== WORK ITEM ==
Which lines below contain the word "encodings"? Copy each one.

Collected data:

- - -

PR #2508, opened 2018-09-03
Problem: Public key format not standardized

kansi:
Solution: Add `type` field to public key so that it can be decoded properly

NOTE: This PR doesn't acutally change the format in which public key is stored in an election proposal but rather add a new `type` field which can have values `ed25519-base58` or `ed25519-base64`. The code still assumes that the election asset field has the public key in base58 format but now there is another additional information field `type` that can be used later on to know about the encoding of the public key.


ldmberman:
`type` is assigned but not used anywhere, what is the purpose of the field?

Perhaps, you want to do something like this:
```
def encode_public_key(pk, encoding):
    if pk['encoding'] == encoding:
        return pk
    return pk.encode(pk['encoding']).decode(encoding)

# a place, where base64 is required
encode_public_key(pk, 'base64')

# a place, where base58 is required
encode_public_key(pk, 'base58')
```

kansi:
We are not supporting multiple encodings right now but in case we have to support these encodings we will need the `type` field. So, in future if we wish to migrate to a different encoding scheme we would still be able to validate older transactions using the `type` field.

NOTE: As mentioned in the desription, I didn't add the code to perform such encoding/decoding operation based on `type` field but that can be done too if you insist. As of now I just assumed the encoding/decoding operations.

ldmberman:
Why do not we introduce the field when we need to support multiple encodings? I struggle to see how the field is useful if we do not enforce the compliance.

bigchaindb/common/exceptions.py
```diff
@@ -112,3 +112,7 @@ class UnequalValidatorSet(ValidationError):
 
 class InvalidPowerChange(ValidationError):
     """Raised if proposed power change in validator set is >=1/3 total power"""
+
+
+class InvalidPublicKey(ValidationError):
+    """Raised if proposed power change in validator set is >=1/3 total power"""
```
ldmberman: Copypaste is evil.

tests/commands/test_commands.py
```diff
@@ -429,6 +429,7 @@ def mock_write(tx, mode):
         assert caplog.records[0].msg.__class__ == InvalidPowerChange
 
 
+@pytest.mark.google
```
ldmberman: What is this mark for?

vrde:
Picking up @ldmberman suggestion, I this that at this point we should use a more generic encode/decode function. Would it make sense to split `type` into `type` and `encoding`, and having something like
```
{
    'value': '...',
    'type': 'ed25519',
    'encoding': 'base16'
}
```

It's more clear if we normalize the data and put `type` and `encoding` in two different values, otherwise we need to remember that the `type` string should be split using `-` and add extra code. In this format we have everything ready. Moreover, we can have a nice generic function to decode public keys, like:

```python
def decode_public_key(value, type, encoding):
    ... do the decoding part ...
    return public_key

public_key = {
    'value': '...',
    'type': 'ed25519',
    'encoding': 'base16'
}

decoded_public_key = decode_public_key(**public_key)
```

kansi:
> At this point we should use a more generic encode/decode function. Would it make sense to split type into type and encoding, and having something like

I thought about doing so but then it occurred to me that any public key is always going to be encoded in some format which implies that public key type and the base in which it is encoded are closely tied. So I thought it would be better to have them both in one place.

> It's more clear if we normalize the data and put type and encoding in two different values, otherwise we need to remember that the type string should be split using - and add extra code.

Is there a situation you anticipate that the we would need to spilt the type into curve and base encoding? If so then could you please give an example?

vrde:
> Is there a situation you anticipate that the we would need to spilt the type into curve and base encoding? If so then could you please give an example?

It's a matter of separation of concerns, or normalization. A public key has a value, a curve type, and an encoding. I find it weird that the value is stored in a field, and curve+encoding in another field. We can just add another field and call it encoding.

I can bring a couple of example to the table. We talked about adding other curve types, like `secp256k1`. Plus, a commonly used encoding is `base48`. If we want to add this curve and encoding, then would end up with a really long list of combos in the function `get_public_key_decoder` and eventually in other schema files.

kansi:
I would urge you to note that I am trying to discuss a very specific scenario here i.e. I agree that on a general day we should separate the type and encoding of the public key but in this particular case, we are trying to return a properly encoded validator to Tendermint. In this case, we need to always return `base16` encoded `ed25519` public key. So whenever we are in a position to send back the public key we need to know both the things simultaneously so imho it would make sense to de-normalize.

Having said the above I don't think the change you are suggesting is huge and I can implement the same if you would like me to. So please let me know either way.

- - -

== TASK ANSWER ==
We are not supporting multiple encodings right now but in case we have to support these encodings we will need the `type` field. So, in future if we wish to migrate to a different encoding scheme we would still be able to validate older transactions using the `type` field.
Why do not we introduce the field when we need to support multiple encodings? I struggle to see how the field is useful if we do not enforce the compliance.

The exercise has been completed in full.